WHAT IS EXPECTED —
All of the data should be restated word for word.

(Stored items)
PR #190, opened 2019-06-14
disable ffuplink-interface during initial setup - revisited

pmelange:
This is an alternative to PR #185 

In this version, the option network.ffuplink.disabled is set to 0 in the wizard if sharenet is selected.  Additionally, if sharenet is disabled (for example re-running the wizard), the same option is set to 1.

Quoted from https://github.com/freifunk-berlin/firmware-packages/pull/185#issue-261869574
> On a fresh installed system, there is no valid setup of ffuplink. So we disable this interface, till it's configured by some uplink-preset.
> The advantage of this change s, that an unconfigured ffuplink (as so uplink-preset was installed for manual configuration) will not cause any unintended sideeffects.

This implementation has been tested and passes the tests described in https://github.com/freifunk-berlin/firmware-packages/pull/185#issuecomment-474150669

### DIFF
--- a/utils/luci-app-ffwizard-berlin/luasrc/model/cbi/freifunk/assistent/wireless.lua
+++ b/utils/luci-app-ffwizard-berlin/luasrc/model/cbi/freifunk/assistent/wireless.lua
@@ -88,6 +88,11 @@ function main.write(self, section, value)
     --share internet was not enabled before, set to false now
     uci:set("ffwizard", "settings", "sharenet", "0")
     uci:save("ffwizard")
+    --in case the wizard has been re-ran, ensure ffuplink is disabled
+    uci:set("network", "ffuplink", "disabled", "1")
+  else
+    --sharenet was enabled, therefore enable the ffuplink network interface
+    uci:set("network", "ffuplink", "disabled", "0")
   end
 
   -- store wizard data to fill fields if wizard is rerun
--- a/defaults/freifunk-berlin-network-defaults/Makefile
+++ b/defaults/freifunk-berlin-network-defaults/Makefile
@@ -1,7 +1,7 @@
 include $(TOPDIR)/rules.mk
 
 PKG_NAME:=freifunk-berlin-network-defaults
-PKG_VERSION:=0.1.0
+PKG_VERSION:=0.1.1
 PKG_RELEASE:=1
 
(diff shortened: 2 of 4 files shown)


utils/luci-app-ffwizard-berlin/luasrc/model/cbi/freifunk/assistent/wireless.lua
```diff
@@ -88,6 +88,11 @@ function main.write(self, section, value)
     --share internet was not enabled before, set to false now
     uci:set("ffwizard", "settings", "sharenet", "0")
     uci:save("ffwizard")
+    --in case the wizard has been re-ran, ensure ffuplink is disabled
```
SvenRoederer: why are these changes made in the wireless.lua file? As it acts on the "share internet"-settings it should be better placed in "shareInternet.lua".

pmelange: shareInternet.lua is __only__ called when the user clicks on " Am Freifunk-Netz teilnehmen und Internet teilen" https://github.com/freifunk-berlin/firmware-packages/blob/8e2b55e1e4e9b396562cb0305cdecd912a5f7cda/utils/luci-app-ffwizard-berlin/luasrc/view/freifunk/assistent/decide.htm#L37  

If the user clicks "Am Freifunk-Netz teilnehmen" https://github.com/freifunk-berlin/firmware-packages/blob/8e2b55e1e4e9b396562cb0305cdecd912a5f7cda/utils/luci-app-ffwizard-berlin/luasrc/view/freifunk/assistent/decide.htm#L19 then shareInternet.lua is jumped-over and the wizard goes straight to "optionalConfigs".

When the wizard is run for a second time, and if this code were in "shareInternet", and the user changes from sharing to not sharing, then the code would never run and ffuplink would not be disabled.

Sure the code could be moved to https://github.com/freifunk-berlin/firmware-packages/blob/8e2b55e1e4e9b396562cb0305cdecd912a5f7cda/utils/luci-app-ffwizard-berlin/luasrc/model/cbi/freifunk/assistent/optionalConfigs.lua#L10-L13 with an else clause, but that still is not in "shareInternet".  Therefore "shareInternet.lua" is not a better place.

SOLUTION BELOW —
PR #190, opened 2019-06-14
disable ffuplink-interface during initial setup - revisited

pmelange:
This is an alternative to PR #185 

In this version, the option network.ffuplink.disabled is set to 0 in the wizard if sharenet is selected.  Additionally, if sharenet is disabled (for example re-running the wizard), the same option is set to 1.

Quoted from https://github.com/freifunk-berlin/firmware-packages/pull/185#issue-261869574
> On a fresh installed system, there is no valid setup of ffuplink. So we disable this interface, till it's configured by some uplink-preset.
> The advantage of this change s, that an unconfigured ffuplink (as so uplink-preset was installed for manual configuration) will not cause any unintended sideeffects.

This implementation has been tested and passes the tests described in https://github.com/freifunk-berlin/firmware-packages/pull/185#issuecomment-474150669

### DIFF
--- a/utils/luci-app-ffwizard-berlin/luasrc/model/cbi/freifunk/assistent/wireless.lua
+++ b/utils/luci-app-ffwizard-berlin/luasrc/model/cbi/freifunk/assistent/wireless.lua
@@ -88,6 +88,11 @@ function main.write(self, section, value)
     --share internet was not enabled before, set to false now
     uci:set("ffwizard", "settings", "sharenet", "0")
     uci:save("ffwizard")
+    --in case the wizard has been re-ran, ensure ffuplink is disabled
+    uci:set("network", "ffuplink", "disabled", "1")
+  else
+    --sharenet was enabled, therefore enable the ffuplink network interface
+    uci:set("network", "ffuplink", "disabled", "0")
   end
 
   -- store wizard data to fill fields if wizard is rerun
--- a/defaults/freifunk-berlin-network-defaults/Makefile
+++ b/defaults/freifunk-berlin-network-defaults/Makefile
@@ -1,7 +1,7 @@
 include $(TOPDIR)/rules.mk
 
 PKG_NAME:=freifunk-berlin-network-defaults
-PKG_VERSION:=0.1.0
+PKG_VERSION:=0.1.1
 PKG_RELEASE:=1
 
(diff shortened: 2 of 4 files shown)


utils/luci-app-ffwizard-berlin/luasrc/model/cbi/freifunk/assistent/wireless.lua
```diff
@@ -88,6 +88,11 @@ function main.write(self, section, value)
     --share internet was not enabled before, set to false now
     uci:set("ffwizard", "settings", "sharenet", "0")
     uci:save("ffwizard")
+    --in case the wizard has been re-ran, ensure ffuplink is disabled
```
SvenRoederer: why are these changes made in the wireless.lua file? As it acts on the "share internet"-settings it should be better placed in "shareInternet.lua".

pmelange: shareInternet.lua is __only__ called when the user clicks on " Am Freifunk-Netz teilnehmen und Internet teilen" https://github.com/freifunk-berlin/firmware-packages/blob/8e2b55e1e4e9b396562cb0305cdecd912a5f7cda/utils/luci-app-ffwizard-berlin/luasrc/view/freifunk/assistent/decide.htm#L37  

If the user clicks "Am Freifunk-Netz teilnehmen" https://github.com/freifunk-berlin/firmware-packages/blob/8e2b55e1e4e9b396562cb0305cdecd912a5f7cda/utils/luci-app-ffwizard-berlin/luasrc/view/freifunk/assistent/decide.htm#L19 then shareInternet.lua is jumped-over and the wizard goes straight to "optionalConfigs".

When the wizard is run for a second time, and if this code were in "shareInternet", and the user changes from sharing to not sharing, then the code would never run and ffuplink would not be disabled.

Sure the code could be moved to https://github.com/freifunk-berlin/firmware-packages/blob/8e2b55e1e4e9b396562cb0305cdecd912a5f7cda/utils/luci-app-ffwizard-berlin/luasrc/model/cbi/freifunk/assistent/optionalConfigs.lua#L10-L13 with an else clause, but that still is not in "shareInternet".  Therefore "shareInternet.lua" is not a better place.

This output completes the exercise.